WHAT NEEDS TO BE DONE – The data below holds a line containing "Licensed under the" and a line containing "governing permissions and"; please quote exactly those two lines and every line between them, and nothing else.

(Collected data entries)
PR #1478, opened 2022-07-27
GH-1473: Switch to CompletableFuture

garyrussell:
Resolves https://github.com/spring-projects/spring-amqp/issues/1473

Given the stability of the project, it was simplest to copy the `AsyncRabbitTemplate`
rather than adding a lot of conditional code.

**2.4.x only; I will submit a separate PR for main**

### DIFF
--- a/spring-amqp/src/main/java/org/springframework/amqp/core/AsyncAmqpTemplate2.java
+++ b/spring-amqp/src/main/java/org/springframework/amqp/core/AsyncAmqpTemplate2.java
@@ -1,0 +1,205 @@
+/*
+ * Copyright 2020 the original author or authors.
+ *
+ * Licensed under the Apache License, Version 2.0 (the "License");
+ * you may not use this file except in compliance with the License.
+ * You may obtain a copy of the License at
+ *
+ *      https://www.apache.org/licenses/LICENSE-2.0
+ *
+ * Unless required by applicable law or agreed to in writing, software
+ * distributed under the License is distributed on an "AS IS" BASIS,
+ * WITHOUT WARRANTIES OR CONDITIONS OF ANY KIND, either express or implied.
+ * See the License for the specific language governing permissions and
+ * limitations under the License.
+ */
+
+package org.springframework.amqp.core;
+
+import java.util.concurrent.CompletableFuture;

RESPONSE –
+ * Licensed under the Apache License, Version 2.0 (the "License");
+ * you may not use this file except in compliance with the License.
+ * You may obtain a copy of the License at
+ *
+ *      https://www.apache.org/licenses/LICENSE-2.0
+ *
+ * Unless required by applicable law or agreed to in writing, software
+ * distributed under the License is distributed on an "AS IS" BASIS,
+ * WITHOUT WARRANTIES OR CONDITIONS OF ANY KIND, either express or implied.
+ * See the License for the specific language governing permissions and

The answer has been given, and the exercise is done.